(SOURCE DATA Opens)
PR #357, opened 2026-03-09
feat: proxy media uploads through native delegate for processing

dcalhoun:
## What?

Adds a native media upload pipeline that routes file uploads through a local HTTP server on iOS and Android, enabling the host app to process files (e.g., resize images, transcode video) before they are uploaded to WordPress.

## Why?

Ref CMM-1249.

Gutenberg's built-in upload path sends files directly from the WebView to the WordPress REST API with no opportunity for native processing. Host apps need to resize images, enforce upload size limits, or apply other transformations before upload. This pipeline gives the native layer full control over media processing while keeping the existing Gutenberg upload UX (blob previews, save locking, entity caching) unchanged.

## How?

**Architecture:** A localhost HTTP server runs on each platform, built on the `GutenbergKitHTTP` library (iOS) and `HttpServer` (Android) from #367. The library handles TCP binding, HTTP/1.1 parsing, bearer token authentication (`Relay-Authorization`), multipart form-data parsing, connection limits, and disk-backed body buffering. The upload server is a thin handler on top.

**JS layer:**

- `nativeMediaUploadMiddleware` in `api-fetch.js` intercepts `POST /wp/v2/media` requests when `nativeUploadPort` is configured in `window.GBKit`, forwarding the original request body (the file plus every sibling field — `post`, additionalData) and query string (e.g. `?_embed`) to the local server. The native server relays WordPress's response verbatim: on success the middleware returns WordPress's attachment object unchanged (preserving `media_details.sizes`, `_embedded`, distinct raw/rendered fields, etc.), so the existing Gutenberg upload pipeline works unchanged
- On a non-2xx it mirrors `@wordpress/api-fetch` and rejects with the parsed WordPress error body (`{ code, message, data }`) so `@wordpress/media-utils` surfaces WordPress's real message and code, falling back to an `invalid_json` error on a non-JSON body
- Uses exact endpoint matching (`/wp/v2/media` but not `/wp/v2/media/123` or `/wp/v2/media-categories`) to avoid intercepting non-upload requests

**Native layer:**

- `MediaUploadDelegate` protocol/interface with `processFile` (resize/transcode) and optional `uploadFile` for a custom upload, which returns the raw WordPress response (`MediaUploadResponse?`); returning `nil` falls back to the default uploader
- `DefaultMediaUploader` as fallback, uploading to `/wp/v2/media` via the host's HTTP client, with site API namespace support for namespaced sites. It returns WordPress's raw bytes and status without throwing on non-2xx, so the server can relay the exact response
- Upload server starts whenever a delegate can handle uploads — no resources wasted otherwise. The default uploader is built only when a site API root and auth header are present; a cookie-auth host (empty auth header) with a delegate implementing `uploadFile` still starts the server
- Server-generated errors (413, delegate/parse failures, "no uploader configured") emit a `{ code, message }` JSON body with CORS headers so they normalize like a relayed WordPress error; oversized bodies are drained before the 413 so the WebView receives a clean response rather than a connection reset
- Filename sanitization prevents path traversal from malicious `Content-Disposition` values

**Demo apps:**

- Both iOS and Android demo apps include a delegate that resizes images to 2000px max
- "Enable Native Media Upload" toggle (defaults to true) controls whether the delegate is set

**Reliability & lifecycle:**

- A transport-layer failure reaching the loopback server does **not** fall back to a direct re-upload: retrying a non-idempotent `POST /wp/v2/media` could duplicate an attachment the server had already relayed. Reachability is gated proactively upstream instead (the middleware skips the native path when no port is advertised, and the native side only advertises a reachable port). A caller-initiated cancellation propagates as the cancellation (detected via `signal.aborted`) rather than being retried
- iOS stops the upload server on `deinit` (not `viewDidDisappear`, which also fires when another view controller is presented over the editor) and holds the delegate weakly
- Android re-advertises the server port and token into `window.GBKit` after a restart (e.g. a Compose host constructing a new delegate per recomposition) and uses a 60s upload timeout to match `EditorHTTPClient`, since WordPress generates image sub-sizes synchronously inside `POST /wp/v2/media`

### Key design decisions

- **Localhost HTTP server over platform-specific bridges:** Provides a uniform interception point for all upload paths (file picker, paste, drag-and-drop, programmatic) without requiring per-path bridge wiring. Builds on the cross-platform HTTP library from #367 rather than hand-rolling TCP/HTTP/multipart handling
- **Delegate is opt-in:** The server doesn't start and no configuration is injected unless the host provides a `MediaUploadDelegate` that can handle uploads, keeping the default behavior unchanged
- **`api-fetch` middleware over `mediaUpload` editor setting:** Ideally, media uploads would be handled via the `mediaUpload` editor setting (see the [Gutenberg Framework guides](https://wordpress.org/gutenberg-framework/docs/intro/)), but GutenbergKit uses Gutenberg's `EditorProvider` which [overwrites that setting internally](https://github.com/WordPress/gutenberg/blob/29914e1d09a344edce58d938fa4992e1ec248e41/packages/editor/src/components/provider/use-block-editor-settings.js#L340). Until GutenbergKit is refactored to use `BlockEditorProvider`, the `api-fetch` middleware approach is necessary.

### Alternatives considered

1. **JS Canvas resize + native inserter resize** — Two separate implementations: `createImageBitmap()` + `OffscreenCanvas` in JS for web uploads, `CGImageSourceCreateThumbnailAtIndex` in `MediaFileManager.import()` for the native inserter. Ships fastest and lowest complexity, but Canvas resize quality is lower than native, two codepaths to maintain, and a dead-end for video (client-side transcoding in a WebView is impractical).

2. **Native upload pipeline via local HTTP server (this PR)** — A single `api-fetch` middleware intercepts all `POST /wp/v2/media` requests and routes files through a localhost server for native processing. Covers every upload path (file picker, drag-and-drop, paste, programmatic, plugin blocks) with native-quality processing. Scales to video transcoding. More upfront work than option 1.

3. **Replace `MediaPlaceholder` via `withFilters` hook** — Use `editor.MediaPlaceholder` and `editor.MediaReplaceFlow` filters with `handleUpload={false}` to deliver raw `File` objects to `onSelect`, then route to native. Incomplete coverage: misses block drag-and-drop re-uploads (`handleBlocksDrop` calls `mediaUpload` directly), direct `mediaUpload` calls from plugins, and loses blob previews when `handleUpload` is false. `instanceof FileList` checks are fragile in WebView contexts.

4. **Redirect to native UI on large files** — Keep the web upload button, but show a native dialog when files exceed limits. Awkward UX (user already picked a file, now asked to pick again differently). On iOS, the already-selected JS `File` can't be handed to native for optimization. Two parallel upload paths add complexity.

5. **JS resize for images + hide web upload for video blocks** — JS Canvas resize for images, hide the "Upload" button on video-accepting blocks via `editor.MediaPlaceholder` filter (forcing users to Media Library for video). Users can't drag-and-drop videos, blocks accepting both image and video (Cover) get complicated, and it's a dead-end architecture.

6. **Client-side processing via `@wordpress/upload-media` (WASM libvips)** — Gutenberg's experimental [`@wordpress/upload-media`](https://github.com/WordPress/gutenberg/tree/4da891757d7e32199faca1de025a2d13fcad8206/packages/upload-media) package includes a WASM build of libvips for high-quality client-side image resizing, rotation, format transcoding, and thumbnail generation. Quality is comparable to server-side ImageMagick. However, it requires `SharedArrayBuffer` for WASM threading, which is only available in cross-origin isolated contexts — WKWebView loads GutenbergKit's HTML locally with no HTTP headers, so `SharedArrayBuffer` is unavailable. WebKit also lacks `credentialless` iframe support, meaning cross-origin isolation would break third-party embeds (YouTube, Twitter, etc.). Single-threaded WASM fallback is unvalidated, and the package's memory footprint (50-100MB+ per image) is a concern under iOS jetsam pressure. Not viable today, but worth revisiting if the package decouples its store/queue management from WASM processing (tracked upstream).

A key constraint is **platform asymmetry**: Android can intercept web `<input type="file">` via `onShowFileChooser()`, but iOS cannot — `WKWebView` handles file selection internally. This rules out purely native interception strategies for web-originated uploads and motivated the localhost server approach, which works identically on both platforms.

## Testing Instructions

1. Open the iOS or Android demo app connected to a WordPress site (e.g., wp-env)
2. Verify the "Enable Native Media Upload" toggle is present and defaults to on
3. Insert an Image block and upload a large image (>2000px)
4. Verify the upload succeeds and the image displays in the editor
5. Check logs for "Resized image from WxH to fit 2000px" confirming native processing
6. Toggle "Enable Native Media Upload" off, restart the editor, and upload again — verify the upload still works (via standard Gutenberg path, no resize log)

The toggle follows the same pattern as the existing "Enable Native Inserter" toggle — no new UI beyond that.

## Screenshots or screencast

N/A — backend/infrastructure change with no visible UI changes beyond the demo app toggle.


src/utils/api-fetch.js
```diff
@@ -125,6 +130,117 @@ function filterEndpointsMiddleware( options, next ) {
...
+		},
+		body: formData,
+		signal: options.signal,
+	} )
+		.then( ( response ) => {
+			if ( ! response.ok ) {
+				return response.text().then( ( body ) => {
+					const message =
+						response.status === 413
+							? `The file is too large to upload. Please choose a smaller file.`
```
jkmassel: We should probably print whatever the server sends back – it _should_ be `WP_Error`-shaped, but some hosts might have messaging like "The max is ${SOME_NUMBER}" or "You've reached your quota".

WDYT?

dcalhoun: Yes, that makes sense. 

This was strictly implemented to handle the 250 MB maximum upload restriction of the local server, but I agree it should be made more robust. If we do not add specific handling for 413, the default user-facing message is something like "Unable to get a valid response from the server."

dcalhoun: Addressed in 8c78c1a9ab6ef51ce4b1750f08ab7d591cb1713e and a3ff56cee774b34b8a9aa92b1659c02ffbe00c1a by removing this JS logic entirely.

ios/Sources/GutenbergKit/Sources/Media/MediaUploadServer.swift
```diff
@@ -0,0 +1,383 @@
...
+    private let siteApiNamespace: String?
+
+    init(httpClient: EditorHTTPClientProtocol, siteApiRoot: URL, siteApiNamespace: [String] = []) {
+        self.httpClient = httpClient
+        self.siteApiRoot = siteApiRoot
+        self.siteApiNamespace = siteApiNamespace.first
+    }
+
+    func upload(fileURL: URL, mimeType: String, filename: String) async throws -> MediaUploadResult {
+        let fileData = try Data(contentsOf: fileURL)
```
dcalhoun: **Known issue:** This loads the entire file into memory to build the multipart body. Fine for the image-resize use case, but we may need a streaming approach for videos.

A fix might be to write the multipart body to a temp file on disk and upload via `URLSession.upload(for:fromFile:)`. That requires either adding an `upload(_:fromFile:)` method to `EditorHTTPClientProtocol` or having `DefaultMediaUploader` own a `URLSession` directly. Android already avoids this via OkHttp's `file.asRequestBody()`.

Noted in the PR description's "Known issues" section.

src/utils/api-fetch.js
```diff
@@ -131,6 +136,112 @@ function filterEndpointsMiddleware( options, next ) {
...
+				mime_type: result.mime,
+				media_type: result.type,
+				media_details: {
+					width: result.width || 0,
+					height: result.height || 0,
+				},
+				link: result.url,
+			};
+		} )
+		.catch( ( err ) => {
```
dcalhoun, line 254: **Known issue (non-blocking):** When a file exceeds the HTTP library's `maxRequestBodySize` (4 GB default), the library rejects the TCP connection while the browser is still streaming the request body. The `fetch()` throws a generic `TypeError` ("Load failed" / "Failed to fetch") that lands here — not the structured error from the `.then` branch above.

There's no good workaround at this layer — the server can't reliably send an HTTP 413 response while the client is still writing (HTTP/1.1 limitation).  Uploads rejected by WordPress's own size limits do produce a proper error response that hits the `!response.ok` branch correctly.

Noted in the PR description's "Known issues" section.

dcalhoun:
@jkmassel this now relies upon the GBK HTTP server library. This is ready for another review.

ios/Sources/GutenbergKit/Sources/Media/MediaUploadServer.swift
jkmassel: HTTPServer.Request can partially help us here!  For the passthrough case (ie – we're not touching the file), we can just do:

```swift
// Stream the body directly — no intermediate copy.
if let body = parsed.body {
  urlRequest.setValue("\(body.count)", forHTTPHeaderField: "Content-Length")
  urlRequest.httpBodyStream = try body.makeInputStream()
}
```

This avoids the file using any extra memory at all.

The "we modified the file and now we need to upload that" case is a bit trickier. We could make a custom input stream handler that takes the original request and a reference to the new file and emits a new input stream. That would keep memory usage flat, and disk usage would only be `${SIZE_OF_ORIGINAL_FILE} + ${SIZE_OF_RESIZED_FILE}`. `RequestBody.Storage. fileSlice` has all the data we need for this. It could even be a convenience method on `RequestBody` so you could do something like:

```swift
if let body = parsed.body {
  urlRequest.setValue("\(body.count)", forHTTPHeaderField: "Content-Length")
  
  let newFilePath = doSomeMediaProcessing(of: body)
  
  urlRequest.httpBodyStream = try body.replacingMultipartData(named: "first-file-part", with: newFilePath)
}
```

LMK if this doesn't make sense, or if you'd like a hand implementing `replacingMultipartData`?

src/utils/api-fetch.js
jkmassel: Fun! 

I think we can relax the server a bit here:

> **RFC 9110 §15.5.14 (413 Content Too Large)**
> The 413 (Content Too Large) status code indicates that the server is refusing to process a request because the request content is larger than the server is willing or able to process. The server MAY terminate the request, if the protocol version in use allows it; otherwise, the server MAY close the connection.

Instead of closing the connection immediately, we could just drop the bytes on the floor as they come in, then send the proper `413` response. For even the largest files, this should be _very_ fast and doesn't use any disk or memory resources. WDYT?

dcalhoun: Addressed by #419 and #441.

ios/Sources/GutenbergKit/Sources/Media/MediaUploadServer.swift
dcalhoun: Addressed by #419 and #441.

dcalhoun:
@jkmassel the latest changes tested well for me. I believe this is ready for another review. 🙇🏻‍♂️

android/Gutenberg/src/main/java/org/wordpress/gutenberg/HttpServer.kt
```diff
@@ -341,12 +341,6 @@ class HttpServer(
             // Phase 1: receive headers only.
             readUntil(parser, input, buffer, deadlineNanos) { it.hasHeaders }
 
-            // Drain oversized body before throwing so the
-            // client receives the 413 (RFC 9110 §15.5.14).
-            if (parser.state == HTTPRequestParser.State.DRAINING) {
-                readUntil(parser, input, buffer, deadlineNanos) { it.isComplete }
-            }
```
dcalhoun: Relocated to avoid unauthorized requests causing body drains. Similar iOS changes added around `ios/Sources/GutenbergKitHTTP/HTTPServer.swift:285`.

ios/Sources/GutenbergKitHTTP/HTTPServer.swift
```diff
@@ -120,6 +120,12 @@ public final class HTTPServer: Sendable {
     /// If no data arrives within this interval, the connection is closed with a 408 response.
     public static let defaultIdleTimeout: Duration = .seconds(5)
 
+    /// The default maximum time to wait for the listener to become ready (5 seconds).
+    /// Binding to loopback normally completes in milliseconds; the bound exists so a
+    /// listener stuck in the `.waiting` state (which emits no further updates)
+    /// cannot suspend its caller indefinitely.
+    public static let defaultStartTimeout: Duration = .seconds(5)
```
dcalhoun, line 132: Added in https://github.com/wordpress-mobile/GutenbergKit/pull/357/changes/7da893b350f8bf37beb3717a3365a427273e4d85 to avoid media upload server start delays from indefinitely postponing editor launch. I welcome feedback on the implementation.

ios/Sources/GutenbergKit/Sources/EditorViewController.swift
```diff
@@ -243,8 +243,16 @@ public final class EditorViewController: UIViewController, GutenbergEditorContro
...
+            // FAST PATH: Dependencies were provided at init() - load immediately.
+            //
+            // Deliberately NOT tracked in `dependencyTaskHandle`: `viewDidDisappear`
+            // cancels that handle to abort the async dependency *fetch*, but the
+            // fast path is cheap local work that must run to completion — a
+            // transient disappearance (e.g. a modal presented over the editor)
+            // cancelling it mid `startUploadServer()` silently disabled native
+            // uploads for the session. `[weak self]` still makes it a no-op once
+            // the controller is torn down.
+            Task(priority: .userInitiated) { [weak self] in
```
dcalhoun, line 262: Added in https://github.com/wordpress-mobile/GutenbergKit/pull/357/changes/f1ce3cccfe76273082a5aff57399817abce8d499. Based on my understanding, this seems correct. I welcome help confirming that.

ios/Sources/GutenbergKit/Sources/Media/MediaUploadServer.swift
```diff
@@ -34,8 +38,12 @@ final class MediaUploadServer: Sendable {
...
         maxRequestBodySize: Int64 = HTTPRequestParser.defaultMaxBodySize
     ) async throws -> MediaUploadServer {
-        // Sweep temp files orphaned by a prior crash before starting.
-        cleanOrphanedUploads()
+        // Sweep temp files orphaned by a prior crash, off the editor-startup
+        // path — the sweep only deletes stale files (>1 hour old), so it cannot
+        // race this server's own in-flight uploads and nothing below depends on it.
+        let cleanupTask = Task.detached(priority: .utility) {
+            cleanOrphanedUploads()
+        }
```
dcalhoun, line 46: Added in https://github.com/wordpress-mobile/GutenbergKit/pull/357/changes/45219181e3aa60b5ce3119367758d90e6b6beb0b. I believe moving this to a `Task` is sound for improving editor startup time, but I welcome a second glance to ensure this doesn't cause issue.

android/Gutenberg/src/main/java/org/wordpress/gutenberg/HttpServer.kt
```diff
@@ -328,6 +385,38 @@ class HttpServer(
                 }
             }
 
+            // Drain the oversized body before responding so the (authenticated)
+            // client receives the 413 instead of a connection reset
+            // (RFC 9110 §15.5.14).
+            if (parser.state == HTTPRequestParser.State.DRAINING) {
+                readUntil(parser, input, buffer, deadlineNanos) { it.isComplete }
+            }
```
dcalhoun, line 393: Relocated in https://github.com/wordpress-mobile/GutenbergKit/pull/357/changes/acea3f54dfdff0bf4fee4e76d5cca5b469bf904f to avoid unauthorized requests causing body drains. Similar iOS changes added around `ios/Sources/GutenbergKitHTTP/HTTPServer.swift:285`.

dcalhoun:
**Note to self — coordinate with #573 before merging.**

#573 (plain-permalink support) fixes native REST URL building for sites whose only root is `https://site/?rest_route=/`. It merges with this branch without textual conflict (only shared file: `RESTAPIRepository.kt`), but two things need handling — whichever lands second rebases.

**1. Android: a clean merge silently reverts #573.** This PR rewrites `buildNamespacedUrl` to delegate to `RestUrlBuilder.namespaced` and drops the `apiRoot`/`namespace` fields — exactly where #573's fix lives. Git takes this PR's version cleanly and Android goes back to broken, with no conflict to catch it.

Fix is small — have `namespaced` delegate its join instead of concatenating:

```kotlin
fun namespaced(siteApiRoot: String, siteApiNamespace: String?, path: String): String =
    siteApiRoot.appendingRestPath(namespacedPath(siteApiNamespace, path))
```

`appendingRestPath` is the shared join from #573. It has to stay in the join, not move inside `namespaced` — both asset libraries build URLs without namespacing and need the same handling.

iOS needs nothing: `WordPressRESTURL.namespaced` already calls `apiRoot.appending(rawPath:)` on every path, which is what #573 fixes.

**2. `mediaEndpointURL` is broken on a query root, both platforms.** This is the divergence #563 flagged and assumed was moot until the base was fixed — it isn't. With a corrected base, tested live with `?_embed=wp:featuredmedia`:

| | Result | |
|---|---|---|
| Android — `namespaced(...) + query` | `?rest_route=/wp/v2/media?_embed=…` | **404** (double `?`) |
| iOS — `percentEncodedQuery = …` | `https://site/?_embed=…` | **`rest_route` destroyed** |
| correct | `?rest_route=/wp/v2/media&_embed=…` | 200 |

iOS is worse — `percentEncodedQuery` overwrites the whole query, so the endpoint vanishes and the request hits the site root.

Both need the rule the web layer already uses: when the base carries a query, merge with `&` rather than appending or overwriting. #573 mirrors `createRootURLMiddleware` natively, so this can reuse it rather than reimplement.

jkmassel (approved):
(SOURCE DATA Closes)
> [WORK TO COMPLETE] Would you please return every line in the listing where "hits" shows up?

> [YOUR RESPONSE]
There's no good workaround at this layer — the server can't reliably send an HTTP 413 response while the client is still writing (HTTP/1.1 limitation).  Uploads rejected by WordPress's own size limits do produce a proper error response that hits the `!response.ok` branch correctly.
iOS is worse — `percentEncodedQuery` overwrites the whole query, so the endpoint vanishes and the request hits the site root.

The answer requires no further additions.